> _Required action_
Your task is to quote the records from their first line through the line containing "- The ChartFigure", with nothing added or left out.

** Records to process follows **

PR #291, opened 2023-04-26
[F] WidgetGrid

alexgoff:
For JIRA: "EPO-7926 #IN-REVIEW #comment add WidgetGrid"

### DIFF
--- a/components/layout/WidgetGrid/WidgetGrid.stories.jsx
+++ b/components/layout/WidgetGrid/WidgetGrid.stories.jsx
@@ -1,0 +1,29 @@
+import styled from "styled-components";
+import WidgetGrid from ".";
+
+const meta = {
+  component: WidgetGrid,
+};
+export default meta;
+
+const MockWidget = styled.div`
+  border-radius: 6px;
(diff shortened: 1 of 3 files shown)


components/layout/WidgetGrid/WidgetGrid.stories.jsx
```diff
@@ -0,0 +1,29 @@
+import styled from "styled-components";
+import WidgetGrid from ".";
+
+const meta = {
+  component: WidgetGrid,
+};
+export default meta;
+
+const MockWidget = styled.div`
```
alexgoff, line 9: this example shows how to set up responsive grid columns, if a widget is configured with a span greater than the current number of columns, then CSS `min()` will compare the number of columns from the prop and the number of columns defined by the grid and use the lesser value.

blnkt (approved):
Nice.  Note to selves, this masonry-esque layout is very very reminiscent of what our image gallery layout used to be like (before we linked to the external Canto gallery).  In the future it may be worth abstracting or adapting this layout component to that use case as well.

PR #299, opened 2023-05-04
[F] Charting lib

alexgoff:
- Added charting tools to support Summit Status Dashboard, no new dependencies pulled in for charting. Dependency change comes from adding Storybook a11y addon.
- The ChartFigure component is the only component with a story and contains two examples: one with bar and line graph data, and the other with bar graph data but overflowing the parent container. The overflow occurs automatically and is based on the specified height of the chart.
- There is no singular "Chart" component where a config and some data are passed resulting in a chart; rather these are components intended to be assembled as needed into containers for charts. They may be mixed, matched, and enhanced with bespoke components as-needed, there is no prescribed "Bar Graph" or "Line Graph".

### DIFF
--- a/components/charts/BarData/index.js
+++ b/components/charts/BarData/index.js
@@ -1,0 +1,48 @@
+import PropTypes from "prop-types";
+import Bar from "../Bar";
+
+const BarData = ({
+  data = [],
+  xDomain,
+  yDomain,
+  xScale,
+  yScale,
+  ticks,
+  labelledById,
+  showTooltips,
+  tooltipFormatter,
+}) => {
+  const interval = (xDomain[1] - xDomain[0]) / (ticks - 1);
+
+  return (
+    <g role="list" aria-labelledby={labelledById}>
+      {data.map((value, i) => {
+        const height = yScale(yDomain[1] - value);
+        const x = xScale(xDomain[0] + interval * i);
+        const y = yScale(yDomain[0]);
+        return (
+          <Bar
+            {...{ height, x, y, value, showTooltips, tooltipFormatter }}
+            key={`${value}-${i}`}
+          />
+        );
+      })}
+    </g>
+  );
+};
+
+BarData.displayName = "Charts.BarData";
+
+BarData.propTypes = {
+  data: PropTypes.arrayOf(PropTypes.number).isRequired,
+  xDomain: PropTypes.arrayOf(PropTypes.number).isRequired,
+  yDomain: PropTypes.arrayOf(PropTypes.number).isRequired,
+  xScale: PropTypes.func.isRequired,
+  yScale: PropTypes.func.isRequired,
+  ticks: PropTypes.number.isRequired,
+  showTooltips: PropTypes.boolean,
+  tooltipFormatter: PropTypes.func,
+  labelledById: PropTypes.string,
+};
+
+export default BarData;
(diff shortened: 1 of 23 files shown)


components/charts/BarData/index.js
```diff
@@ -0,0 +1,48 @@
+import PropTypes from "prop-types";
+import Bar from "../Bar";
+
+const BarData = ({
```
alexgoff, line 4: map of Bars

components/charts/ChartBase/index.js
```diff
@@ -0,0 +1,25 @@
+import PropTypes from "prop-types";
+
+const ChartBase = ({ children, className, width = 900, height = 300 }) => {
+  return (
+    <svg
+      preserveAspectRatio="xMidYMid meet"
+      viewBox={`0 0 ${width} ${height}`}
+      className={className}
+      style={{ minHeight: height, height: "100%" }}
```
alexgoff, line 9: this combo of height and minheight overflow the chart if it's wider than it's parent, the viewBox maintains aspect ratio

components/charts/ChartFigure/ChartFigure.stories.js
```diff
@@ -0,0 +1,197 @@
...
+  return (
+    <ChartFigure {...args} legend={<ChartLegend legends={legends} />}>
+      <ChartBase {...{ width, height }}>
+        <XAxis
+          {...{
+            xDomain,
+            xScale,
+            y: height - padding,
+            ticks: 24,
+            labelFormatter: (value) => {
```
alexgoff, line 48: label formatters are a powerful way to adjust labels either using unit formatting or dynamically (see the "NOW" label below)

components/charts/ChartFigure/index.js
```diff
@@ -0,0 +1,22 @@
+import PropTypes from "prop-types";
+import * as Styled from "./styles";
+
+const ChartFigure = ({ caption, children, legend }) => {
```
alexgoff, line 4: the ChartFigure wraps charts into a semantic figure that describes the chart with a caption

components/charts/LineData/index.js
```diff
@@ -0,0 +1,36 @@
...
+
+  const points = data.reduce((prev, curr, i) => {
+    const nextPoint = `${prev} ${xScale(xDomain[0] + interval * i)},${yScale(
+      curr
+    )}`;
+
+    return nextPoint;
+  }, "");
+
+  return <Styled.Line points={points} aria-labelledby={labelledById} />;
```
alexgoff, line 22: how can the line data be made accessible? It does not have the "list" format of bar graphs where individual datapoints can be read out. Points could be assigned to the line and be invisible by default but included in the accessibility tree.

components/charts/Tooltip/index.js
```diff
@@ -0,0 +1,57 @@
...
+}) => {
+  const label = tooltipFormatter ? tooltipFormatter(value) : value;
+  const width = label.length * 8;
+  const arrowWidth = 6;
+  const xCenter = x + width / 2;
+
+  return (
+    <Styled.Tooltip
+      transform={`translate(-${width / 2} -${height * 1.5})`}
+      opacity={isVisible ? 1 : 0}
```
alexgoff, line 21: use opacity one the tooltip so that it is always in the accessibility tree and serves as the label for the bar data.

blnkt (changes requested):
Feature looks good, but please address linting warnings/errors, and then we'll rebase it in. 
Screen Shot 2023-05-04 at 1 30 42 PM

PR #307, opened 2023-05-15
[F] weather icons

alexgoff:
Add weather icons in preparation for the summit status dashboard. A new icon composer has been added that extends the `epo-react-lib` component with these icons, use `UniqueIconComposer` to access the complete set of icons. Test in Storybook by observing the `UniqueIconComposer` story and checking the display of the new icons (weather, sun, moon)


components/svg/UniqueIconComposer.jsx
```diff
@@ -0,0 +1,23 @@
+import PropTypes from "prop-types";
+import { IconComposer } from "@rubin-epo/epo-react-lib";
+import UniqueIcons from "./unique";
+
+/** adds the unique icons for rubin-obs-client to the icons
+ *  already defined in @rubin-epo/epo-react-lib
+ */
+const UniqueIconComposer = (props) => (
```
alexgoff, line 8: simple reimplementation of the IconComposer that extends it with new icons and passes on other props.

components/global/Header/index.js
```diff
@@ -3,8 +3,8 @@ import PropTypes from "prop-types";
 import Link from "next/link";
 import useResizeObserver from "use-resize-observer";
 import { useTranslation } from "react-i18next";
-import Logo from "@/svg/unique/Logo";
-import LogoFullSize from "@/svg/unique/LogoFullSize";
+import Logo from "@/components/svg/unique/site/Logo";
+import LogoFullSize from "@/components/svg/unique/site/LogoFullSize";
```
alexgoff, line 7: a little reorganization to separate out the types of unique icons

blnkt (changes requested):
Builds fare ailing because eslint wants all .jsx files to have PropTypes defined.  You have 
```
className,
size = 24,
fill = "currentColor"
```
for all of these new weather icons.  It's not clear to me if you actually do even want the `fill` and `size` to come in as props in this case, but assuming one does, I suggest reimplementing a lil helper "shape" that probably got refactored out when the icons all migrated into the UI lib, and also there became typescript.  The shape `svg.js` file looked like this:
```
import PropTypes from "prop-types";

export const svgInternalShape = {
  className: PropTypes.string,
  size: PropTypes.oneOfType([PropTypes.string, PropTypes.number]),
  stroke: PropTypes.string,
  fill: PropTypes.string,
  svgProps: PropTypes.object,
};

const svgShape = PropTypes.shape({
  ...svgInternalShape,
});

export default svgShape;
```
And then, I can't quite remember but I think you can then import it where needed and either do something like:|
```
Thing.propTypes = {
  ...svgInternalShape,
};
```
or
```
Thing.propTypes = svgShape
```
something like that...?

blnkt (approved):

PR #309, opened 2023-05-22
[F] Unit localization toolbar

alexgoff:
Toolbar for picking local temperature and windspeed units. Controls state of the SummitStatus block which is put into a provider. Default selections are determined by the user's current locale.

Design
image

Client
image

### DIFF
--- a/components/content-blocks/SummitStatus/index.js
+++ b/components/content-blocks/SummitStatus/index.js
@@ -1,17 +1,41 @@
 import PropTypes from "prop-types";
+import { useState } from "react";
 import { Container } from "@rubin-epo/epo-react-lib";
+import { useTranslation } from "react-i18next";
+import NestedContext from "@/contexts/Nested";
+import UnitLocalization from "@/components/layout/UnitLocalization";
 import WidgetGrid from "@/components/layout/WidgetGrid";
 import WidgetPreview from "@/components/layout/WidgetPreview";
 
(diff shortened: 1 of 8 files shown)


components/content-blocks/SummitStatus/index.js
```diff
@@ -1,17 +1,41 @@
...
-    </WidgetGrid>
-  </Container>
-);
+const SummitStatus = ({ summitStatusLayout, widgetPreviews = [] }) => {
+  /** this logic should be changed to useRouter after i18n refactor */
+  const {
+    i18n: { language = "en" },
+  } = useTranslation();
+  const [windspeedUnit, setWindspeedUnit] = useState(
+    language === "en" ? "kn" : "m/s"
```
alexgoff, line 16: setting the English default as knots since imo it is the standard imperial unit for windspeed, but maybe mph makes more sense since our users probably aren't sailors or pilots.

components/shapes/svg.js
```diff
@@ -1,15 +1,11 @@
...
   fill: PropTypes.string,
   svgProps: PropTypes.object,
 };
 
-const svgShape = PropTypes.shape({
-  ...svgInternalShape,
-});
-
-export default svgShape;
+export default svgInternalShape;
```
alexgoff, line 11: simplified this, exporting as a shape caused issues in the icon composer

PR #311, opened 2023-05-24
[EPO-8053] Early Access Investigation flag

blnkt:
This PR includes updates to flag so called "Early Access" investigations with a lil orange flag.  This "status" supplants a sort of status that was previously implemented that just indicated whether or not an investigation was "active" (live) or "inactive" (coming soon).  Those existing statuses and their functionality and related styling are retained/unchanged.  The investigations Entries in the dev environment have already been status-ified, so you should be able to check the below without making any changes in the CMS (if reviewing the preview branch.  If you wanna review locally you will need `rubin-obs-api` to be on [EPO-8053](https://github.com/lsst-epo/rubin-obs-api/pull/153) and go into the CMS and update so/all investigations' statuses.  This PR also includes some update to prettier and eslint which hopefully get both of them working more effectively and predictably.

Check for:
- [InvestigationTile](https://epo8053-dot-skyviewer.appspot.com/education/investigations-2) and [InvestigationHero](https://epo8053-dot-skyviewer.appspot.com/education/educators/investigations/expanding-universe) visually match Jose's designs.  N.B. I rounded the corner of the flag when on Tile so better match the Tile's corner.  This isn't in the original desig, but was okayed by Jose.
- Existing "Active" and "Inactive" status styles are still correctly applied to [InvestigationTiles](http://localhost:3000/education/educators/investigations)
- Styles appear consistent across Safari, Firefox, and Chrome (and Edge?).
- Prettier & eslint scripts in package.json all still run as expected (may need to run `yarn` to get/update packages)

Screen Shot 2023-05-25 at 10 07 13 AM
Screen Shot 2023-05-25 at 10 07 04 AM


.eslintignore
```diff
@@ -1,3 +1,4 @@
 .next/*
 node_modules
 out/*
+storybook-static/*
```
blnkt, line 4: ignored

.prettierignore
```diff
@@ -0,0 +1,40 @@
...
+.env.production.local
+
+# vercel
+.vercel
+
+# ide
+.vscode
+
+# storybook
+/storybook-static/*
```
blnkt, line 40: prettier docs said prettier ignore should be based on gitignore so.....I made it the same?

.prettierignore
blnkt, line 1: prettier docs said prettier ignore should be based on gitignore so.....I made it the same?

.prettierrc.json
blnkt, line 1: I didn't actually end up seeing any need to configure beyond the default behavior, but I'm sure we'll need to refine its rule set or what have you sometime down the line, and here's where we'll do that.

components/atomic/Flag/index.js
```diff
@@ -0,0 +1,47 @@
...
+          <g transform="matrix(1, 0, 0, 1, 0, 0)" filter="url(#Subtraction_6)">
+            <path
+              id="Subtraction_6-2"
+              data-name="Subtraction 6"
+              d="M100,120h0L50,96.587,0,120V96.449H100V120Z"
+              transform="translate(0 -96.45)"
+              fill={color}
+            />
+          </g>
+        </Styled.FlagTail>
```
blnkt, line 33: This is a styled svg.  I thought about putting it alongside the other svg icons, but felt so bespoke to this component (which in turn didn't feel like it should be alongside the svgs because it's slightly more so than that) that I just inlined it here.

components/atomic/Flag/patterns/EarlyAccess/styles.js
```diff
@@ -0,0 +1,16 @@
+import styled from "styled-components";
+import { fluidScale, tokens } from "@/styles/globalStyles";
+import Flag from "@/atomic/Flag";
+
+export const EarlyAccess = styled(Flag)`
```
blnkt, line 5: `Flag` is in charge of its shape, `EarlyAccess` is in charge of how stuff looks and lays out inside that shape.

components/atomic/Tile/patterns/InvestigationTile/styles.js
```diff
@@ -63,52 +127,34 @@ export const Title = styled.div`
...
+  top: var(--Tile-image-margin-top);
+  right: 16px;
+  left: auto;
 
-  &[aria-disabled="true"] {
-    --Tile-bg-color: #6a6e6e;
-    --Tile-image-filter: grayscale(100%);
+  @media (max-width: ${BREAK_DESKTOP}) {
+    right: 0;
+    border-top-right-radius: 16px;
```
blnkt, line 138: Gave it a lil border radius (not in the original designs) so it tucked into the corner of the tile a bit more seamlessly.  Was okayed by Jose.

components/atomic/Tile/patterns/InvestigationTile/styles.js
```diff
@@ -63,52 +127,34 @@ export const Title = styled.div`
...
+    top: 0;
+    right: auto;
+    left: 100px;
+  }
 
+  ${OffsetWrapper} {
     @media (max-width: ${BREAK_PHABLET}) {
-      --Tile-bg-color: transparent;
-      --Tile-color: #6a6e6e;
+      margin-left: -200%;
```
blnkt, line 149: I think this is a legit "css trick" kinda thing, but I didn't really test across browsers.  My "offset an element so that it can be positioned along its center axis" skills are a bit rusty.  Better more bulletproof way to accomplish this?

components/layout/InvestigationHero/styles.js
```diff
@@ -1,27 +1,38 @@
...
+);
+
+const BUTTON_WRAPPER_PADDING = fluidScale(
+  "60px",
+  "15px",
+  tokens.BREAK_TABLET,
   tokens.BREAK_MOBILE
 );
 
+const DURATION_WIDTH = "197px";
```
blnkt, line 21: Variable-izing so I could reliably use it to position the label

components/layout/InvestigationHero/styles.js
```diff
@@ -56,21 +67,73 @@ export const Text = styled.div`
...
+  top: 0;
+  right: ${DURATION_WIDTH};
+
+  @media (max-width: ${tokens.BREAK_TABLET}) {
+    right: auto;
+    left: 0;
+  }
+
+  ${OffsetWrapper} {
+    margin-right: -100%;
```
blnkt, line 114: I think this is a legit "css trick" kinda thing, but I didn't really test across browsers. My "offset an element so that it can be positioned along its center axis" skills are a bit rusty. Better more bulletproof way to accomplish this?

components/svg/UniqueIconComposer.jsx
```diff
@@ -1,5 +1,4 @@
 import { IconComposer } from "@rubin-epo/epo-react-lib";
-import svgShape from "@/shapes/svg";
```
blnkt, line 2: I think the svgShape only applies to svgs, not the composer.  The Proptypes for the composer would be more freeform and/or would be like the icon component string, not the svg porps?

package.json
```diff
@@ -15,11 +15,11 @@
     "start": "next start -p 8080",
     "bs": "next build && next start -p 3000",
     "lint": "npm-run-all lint:*",
-    "lint:js": "eslint -c .eslintrc.js \"**/*.{js,jsx}\"",
+    "lint:js": "prettier --check \"**/*.{js,jsx}\" & eslint -c .eslintrc.js \"**/*.{js,jsx}\"",
```
blnkt, line 18: Based on suggestions from eslint and prettier docs, we are now running prettier on its own instead as an eslint rule.  Conceptually eslint should now be solely linting for opinons about haw javascript is used, while prettier should be solely linting for Code Style (formatting in the file).

package.json
```diff
@@ -113,7 +113,6 @@
     "eslint-plugin-jest": "^27.1.3",
     "eslint-plugin-jsx-a11y": "^6.6.0",
     "eslint-plugin-n": "^15.2.4",
-    "eslint-plugin-prettier": "^4.2.1",
```
blnkt, line 116: Don't need it as a plugin if running on its own

styled.stylelintrc.js
```diff
@@ -75,6 +75,6 @@ module.exports = {
     "no-empty-source": null,
     indentation: null,
     "max-empty-lines": 3,
-    "no-eol-whitespace": true,
+    "no-eol-whitespace": null,
```
blnkt, line 78: was throwing too many false positives and seemed to be clashing hard with prettier config, so disabling this rule for now.

components/layout/InvestigationHero/styles.js
alexgoff: I think using 

```css
    translateX(-100%);
```

would be the cleanest way to accomplish this

alexgoff (approved):
Everything looks correct across a range of sizes in Chrome, Safari, and Firefox so I think this is good! I left one note on your comment about using `transform` instead of `margin-left` to position the element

** End of Records to process **

> _Response below_
PR #291, opened 2023-04-26
[F] WidgetGrid

alexgoff:
For JIRA: "EPO-7926 #IN-REVIEW #comment add WidgetGrid"

### DIFF
--- a/components/layout/WidgetGrid/WidgetGrid.stories.jsx
+++ b/components/layout/WidgetGrid/WidgetGrid.stories.jsx
@@ -1,0 +1,29 @@
+import styled from "styled-components";
+import WidgetGrid from ".";
+
+const meta = {
+  component: WidgetGrid,
+};
+export default meta;
+
+const MockWidget = styled.div`
+  border-radius: 6px;
(diff shortened: 1 of 3 files shown)


components/layout/WidgetGrid/WidgetGrid.stories.jsx
```diff
@@ -0,0 +1,29 @@
+import styled from "styled-components";
+import WidgetGrid from ".";
+
+const meta = {
+  component: WidgetGrid,
+};
+export default meta;
+
+const MockWidget = styled.div`
```
alexgoff, line 9: this example shows how to set up responsive grid columns, if a widget is configured with a span greater than the current number of columns, then CSS `min()` will compare the number of columns from the prop and the number of columns defined by the grid and use the lesser value.

blnkt (approved):
Nice.  Note to selves, this masonry-esque layout is very very reminiscent of what our image gallery layout used to be like (before we linked to the external Canto gallery).  In the future it may be worth abstracting or adapting this layout component to that use case as well.

PR #299, opened 2023-05-04
[F] Charting lib

alexgoff:
- Added charting tools to support Summit Status Dashboard, no new dependencies pulled in for charting. Dependency change comes from adding Storybook a11y addon.
- The ChartFigure component is the only component with a story and contains two examples: one with bar and line graph data, and the other with bar graph data but overflowing the parent container. The overflow occurs automatically and is based on the specified height of the chart.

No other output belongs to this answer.